Japanese actor and film director

Masao Inoue (井上正夫, Inoue Masao) was a Japanese film and stage actor and film director who contributed to the development of film and stage art in Japan.

==Career==
Born in Ehime Prefecture, Inoue first appeared on stage at age 17. Starting out in traveling theatrical troupes, he made his debut on the Tokyo stage in 1905 as a member of Hōyō Ii's troupe. He soon became a prominent performer in shinpa theater, and in 1910 founded the Shin Jidaigeki Kyōkai. He also started his own acting school in 1936 and was elected to the Japan Art Academy in 1949.

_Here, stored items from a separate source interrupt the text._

PR #3007, opened 2022-02-02
Remove study import/reload. Improve generics throughout FolderImporter hierarchy.

labkey-adam:
#### Rationale
Study import/reload functionality has been redundant with folder import/reload (introduced 10 years ago). Removing study import/reload eliminates a large amount of duplicative code and allows type safety throughout the `FolderImporter` hierarchy and usages.

#### Changes
* Remove study import pipeline job, "Reload Study" file watcher, CheckForReload API action and support for "studyload.txt", and tests for these
* Remove type parameters from FolderImporter and its methods. FolderImporter is always typed as `<Folder>` and its always methods receive a FolderImportContext. Update all the implementations.
* Eliminate wonky `getImporterSpecificImportContext()`; pass appropriate context to `getChildrenDataTypes()` and let implementations create whatever context it needs internally.


study/webapp/WEB-INF/study/studyContext.xml
```diff
@@ -108,49 +86,6 @@
...
-                                <constructor-arg index="0" value="failForUndefinedVisits"/>
-                                <constructor-arg index="1" value="Fail for Undefined Visits"/>
-                                <constructor-arg index="2" value="false" />
-                                <constructor-arg index="3" value="false"/>
-                                <constructor-arg index="4" value="Enable to fail when undefined visits are encountered"/>
-                            </bean>
-                        </list>
-                    </property>
-                </bean>
             </list>
```
labkey-klum, line 89: What happens to the existing file watcher configurations? Aren't there clients out there who are using this file watcher. Or did it get moved somewhere else and I didn't notice?

labkey-klum (approved):

study/webapp/WEB-INF/study/studyContext.xml
labkey-adam: Existing study reload file watcher configurations will stop working. Account managers have indicated their clients are all clear (not using study import/reload). Recent metrics show no study import jobs having run in the last two weeks, assuming I'm reading this correctly: https://www.labkey.org/_mothership/query-executeQuery.view?schemaName=mothership&query.queryName=recentJsonMetricValues&query.SelectKey~contains=jobCounts&query.offset=100  @labkey-jeckels any suggestions for other metrics to check?

labkey-klum: Okay, I don't know if the USF server is reporting metrics but they were heavily using the legacy study reload at one point. We had an upgrade script to convert the legacy settings to file watcher configurations so they may not even be aware that they have file watchers setup. I don't know if there were others in this camp but USF sticks out in my mind.

labkey-adam: I had explicitly mentioned USF in my email to the AMs. But, if needed, they can switch over to a "Reload folder archive" watcher easily. I'll make sure the release notes explains how to migrate.

labkey-jeckels: I added the metrics for the pipeline job counts last month, so it's only available for servers that are running builds from develop or the newly branched 22.2. I don't know of other helpful metrics here, which is one reason I added them. https://www.labkey.org/issues/home/Developer/issues/details.view?issueId=44605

Inoue was an early supporter of cinema and directed a reformist film, The Captain's Daughter (Taii no musume, 1917) for Kobayashi Shōkai, at the time of the Pure Film Movement. He is most famous in the West for his starring role in Teinosuke Kinugasa's experimental masterpiece A Page of Madness (1926), which he helped support by refusing payment for his services.

==Selected filmography==

===As actor===
- Kantsubaki (寒椿) (1921)
- Aa mujō (噫無情) (1923)
- Daichi wa hohoemu (大地は微笑む) (1925)
- A Page of Madness (狂った一頁, Kurutta Ippēji or Kurutta Ichipeiji) (1926)
- Kane no naru oka: Dai san hen, kuro no maki (鐘の鳴る丘 第三篇クロの巻) (1949)

===As director===
- The Captain's Daughter (大尉の娘, Taii no musume) (1917)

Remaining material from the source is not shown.